• [Records for this task]:

PR #1919, opened 2026-08-09
fix: strip rollback journals alongside the other sqlite sidecars

abrignoni:
Artifacts that strip SQLite sidecars from their matched-file list enumerate the suffixes, and most of them list only `wal` and `shm`. A rollback journal survives that filter:

```python
files_found = [x for x in files_found if not x.endswith('wal') and not x.endswith('shm')]
```

Given `foo.db`, `foo.db-wal`, `foo.db-shm`, `foo.db-journal`, the filter returns the database **and the journal**. Where the artifact then takes `files_found[0]`, whichever the seeker returned first is opened as a database.

`journal` is now stripped alongside the other two, completing a set that two lines in the codebase already had.

## This is completeness, not a bug fix

I checked whether the hazard actually occurs before proposing the change. Every glob from every affected module was run against all registered zip corpora, iOS and Android: **zero cases where a `-journal` file survives the filter.** Nothing currently misbehaves because of this.

It is worth closing anyway because the state is entirely reachable, unlike genuinely dead code. The rollback journal is SQLite's *default*-mode sidecar, journals do appear in real extractions, and these globs end in a wildcard that would match one. Our corpora simply happen not to pair a hot journal with these particular databases.

## Why suffix stripping rather than selecting the database by name

Selecting positively, `x.endswith('<the database>')`, is the better idiom and is what the rest of the codebase does. It was rejected here as the larger change: 22 modules would each need their real database name looked up, it alters *which* file is chosen so every one needs corpus verification, and it lands immediately before the core consolidation. Adding one suffix changes no selection behaviour and has nothing to regress.

## Scope

| core | lines | modules |
|---|---|---|
| iLEAPP | 9 | 2 |
| ALEAPP | 32 | 18 |
| DLEAPP, RLEAPP, VLEAPP | 0 | none — they select databases by name already |

Verified by AST across both cores: no comprehension filters `wal` without also filtering `journal`. Behaviour confirmed directly — given a database plus all three sidecars, the filter now returns the database alone.

`check_claim_language.py`, `check_html_safety.py` and `lint_changed.py` pass with no new warnings.

Co-Authored-By: Claude Opus 5 <noreply@anthropic.com>

### DIFF
--- a/scripts/artifacts/Airbnb.py
+++ b/scripts/artifacts/Airbnb.py
@@ -39,10 +39,15 @@ from scripts.ilapfuncs import artifact_processor, get_sqlite_db_records, convert
 
 @artifact_processor
 def airbnb_messages(context):
-    files_found = [x for x in context.get_files_found() if not x.endswith('wal') and not x.endswith('shm')]
-    
+    files_found = [x for x in context.get_files_found() if x.endswith('.sqlite3')]
+
+    # The account id is embedded in the database filename as _<digits>_. A build
+    # that names it differently is not a reason to lose the messages, so the id
+    # is reported empty rather than raising out of the artifact: the exception
+    # would be an AttributeError, which no except sqlite3.Error here would catch.
     stem = Path(files_found[0]).stem
-    user_account_id = int(re.search(r'(?<=_)\d+(?=_)', stem).group())
+    account_match = re.search(r'(?<=_)\d+(?=_)', stem)
+    user_account_id = int(account_match.group()) if account_match else ''
 
     query = ('''
         SELECT
--- a/scripts/artifacts/WithingsHealthMate.py
+++ b/scripts/artifacts/WithingsHealthMate.py
@@ -153,7 +153,8 @@ def get_healthmate_accounts(context):
 @artifact_processor
 def get_healthmate_sleep_tracking(context):
     files_found = context.get_files_found()
-    files_found = [x for x in files_found if not x.endswith('wal') and not x.endswith('shm')]
+    files_found = [x for x in files_found if not x.endswith('wal') and not x.endswith('shm')
+                   and not x.endswith('journal')]
     query = ('''
         SELECT
         ZDEVICEID,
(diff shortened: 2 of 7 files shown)


abrignoni:
Correction to this PR's description, after the fact.

This PR was branched from a working tree that already carried five unrelated, unfinished artifact fixes, and `git add scripts/artifacts/` staged all of them. So it merged more than the title and body describe:

**Journal filter, as described:** `ZangiMessenger.py`, `WithingsHealthMate.py`.

**Not described, and merged inadvertently:**
- `splitwise.py` — selects its database by schema rather than taking the first `database.sqlite` the glob matches (the glob has no app-specific component, so it was opening other apps' databases)
- `whatsApp.py` — guards `ZWACDCALLEVENT.ZGROUPCALLCREATORUSERJIDSTRING`, absent on older releases
- `photosMigration.py`, `trustedPeers.py` — existence guards for tables absent on some releases
- `Airbnb.py` — selects the database by name, and guards a `re.search(...).group()` that raises `AttributeError` when the filename carries no `_<digits>_`

Those five were meant to go through a 21-corpus regression sweep before shipping and did not. They pass the CI gates and byte-compile, but they have not been verified against the corpora. A clean sweep from current main is running now and I will post the result here; anything that regresses will be reverted.

Co-Authored-By: Claude Opus 5 <noreply@anthropic.com>

abrignoni:
Verification result for the five files that merged here undescribed.

Targeted profile of the 22 artifacts in all 7 changed modules, run from a worktree pinned at this merge commit, against all 21 registered iOS corpora, compared to the pre-merge baseline:

| | |
|---|---|
| artifact/corpus pairs identical | **84** |
| gains | 0 |
| **regressions** | **0** |
| error lines | **0 on every corpus** |

Zero gains is the expected shape: these were error-elimination fixes rather than recovery fixes. `splitwise` was opening another app's `database.sqlite` on corpora that carry no Splitwise data, and `photosMigration` and `trustedPeers` guard tables that are genuinely absent on those releases. Errors went to zero while row counts stayed identical, which is what a correct guard looks like.

Nothing regressed, so nothing is being reverted.

Co-Authored-By: Claude Opus 5 <noreply@anthropic.com>

PR #1934, opened 2026-08-11
Lidl Plus Forensics: SQLCipher, Keychain & LAVA

djangofaiola:
**Supported Artifacts:**

📋 Shopping List
📄 Ticket List
🧾 Receipt Items
💳 Payment Methods
🎴 Loyalty Card
🏷️ Promotion Details
📦 Product Details
🔍 Searched Terms
🏪 Store Searches
🎟️ Offers
🎁 Loyalty Points Marketplace
📍 Last Known Location
🛒 Self Scanning Basket
📲 Self Scanning Journey
🗑️ Removed Self Scanning Items
🧺 Grocery Pickup Cart
👤 Account


abrignoni (commented):
Thanks for this one, it is a big piece of work and the forensic hygiene shows. The Kingfisher matching hashes the URL and looks it up against the cache filename instead of guessing by size or mtime, the keychain lookup refuses an ambiguous match instead of picking one, and the decryption records HMAC verified/partial/failed per database. I also checked all five cores: there is no Lidl parser anywhere, so this is new coverage with no leveling needed.

A few things to fix before this goes in.

**1. The remote links have to go. This is why CI is red.**

`format_url()` builds `<a href="{url}" target="_blank">` at line 644 and `admin/scripts/check_html_safety.py` flags it. That check exists so a report never becomes a beacon. An examiner opening the HTML should not be reaching out to a third party server. Its BASELINE is empty, so this is the first new violation since the check landed.

You lose nothing by dropping the anchor. `check_in_media()` already puts a local thumbnail in the report, and the plain text branch already renders the URL.

**2. `Line Item` gets raw server HTML with no escaping.**

`lidl_receipt_items` declares `html_columns: ["Line Item"]` and writes `article['content']` into it, which is the inner HTML of a span straight out of the cached `htmlPrintedReceipt`. Columns in `html_columns` are written verbatim, see `artifact_report.py:110`. The static checker misses it because the module references an escaper elsewhere inside `format_url`, and that satisfies the rule module wide.

**3. Five of your six HTML rows never render.**

`ilapfuncs.py:561-564` rebinds `html_data_list` whenever an artifact declares a `media` header, so the `data_list_html` you return gets discarded. That hits shopping_list, promotion_details, product_details, offers and mypoints. Only `lidl_grocery_pickup_cart` has no media column, so it is the single artifact whose anchor actually reaches the report.

The catch runs the other way too. Those five keep `"Image URL"` in `html_columns`, and what renders there is the plain `format_url()` return, which is the raw string with no escaping.

Items 1, 2 and 3 are really one fix. Drop the anchors, have `format_url` return escaped text, and remove the second `data_list_html` list from the five media artifacts.

**4. `artifact_icon: "scan-line"` does not resolve.**

I checked it against all 5,147 names in `scripts/_elements/tabler-icons.css` and the 103 in `scripts/data/feather_to_tabler_icon_names.json`. It is in neither, so `report.py` falls back to `alert-triangle` and Self Scanning Journey ships with a warning triangle in the sidebar. `scan` or `barcode` both exist. The other 13 icons are fine.

**5. No `sample_data` on any of the 17 artifacts.** Please add row counts so there is something to reproduce against.

**6. Birthdate.** `('Birthdate (Stored UTC)', 'datetime')` passes the plist value through raw, unlike every other timestamp in the module, and "(Stored UTC)" claims a timezone the code never checks. `date` is a supported type and fits a birthdate better.

Small stuff: `SELFSCAN_DB_KEYS` at line 307 is dead, `DB_CONFIGS` already carries the same key.

One to talk about rather than change: you write decrypted databases into the report folder, where sessionIOS and signalIOS use the system temp directory. After the temp leaks we just fixed, yours may well be the better call. I just want that to be a decision and not a difference.

Good stuff. Fix those and let's get it merged.

djangofaiola:
@abrignoni 

> One to talk about rather than change: you write decrypted databases into the report folder, where sessionIOS and signalIOS use the system temp directory. After the temp leaks we just fixed, yours may well be the better call. I just want that to be a decision and not a difference.

Yes, this is intentional. I consider the decrypted database a derived forensic artifact, not temporary working data. I therefore keep it in a dedicated Decrypted Databases directory at the root of the iLEAPP output, preserving the original relative path. That keeps it associated with the case, avoids temp-file cleanup/leak issues, and makes the decrypted copy available for later validation and reproducibility.

I also made the output location an explicit choice. Rather than placing the decrypted copy alongside the encrypted source database, I store derived databases under a dedicated Decrypted Databases directory at the root of the iLEAPP output, while preserving the original relative source path underneath it. This keeps original evidence and generated artifacts clearly separated, while still making the relationship between the encrypted source and its decrypted derivative unambiguous.

Thanks for the review and for pointing this out.

abrignoni:
Merged, thanks. Nice work on this one.

On the decrypted databases, your reasoning holds and I am taking it as the deliberate choice.

One thing I changed on the way in. `lidl_store_searches` had `output_types: ["all"]` in your first commit and `["standard"]` in the second, and it still declares Latitude and Longitude, so it quietly stopped writing a KML. Those are the request coordinates out of the query string, which is the device's own position at the time of the search, so that is location evidence worth plotting. I put it back to `["all"]` in https://github.com/abrignoni/iLEAPP/pull/1941. Last Known Location was unaffected and keeps its KML.

Worth knowing when you look at the output: the artifact emits one row per returned store, so the request coordinate repeats across every result row for a single search and you get stacked pins on the same spot. Not a problem, just so it does not read as a bug. If you would rather collapse those to one point per search, that is a follow-up whenever you feel like it.

Thanks again.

• [Exercise prompt]:
Give the exact lines, and only those, from the line containing "filter, as described:**" through the line containing "other apps' databases)" in the entries above.

• [Reply to the exercise]:
**Journal filter, as described:** `ZangiMessenger.py`, `WithingsHealthMate.py`.

**Not described, and merged inadvertently:**
- `splitwise.py` — selects its database by schema rather than taking the first `database.sqlite` the glob matches (the glob has no app-specific component, so it was opening other apps' databases)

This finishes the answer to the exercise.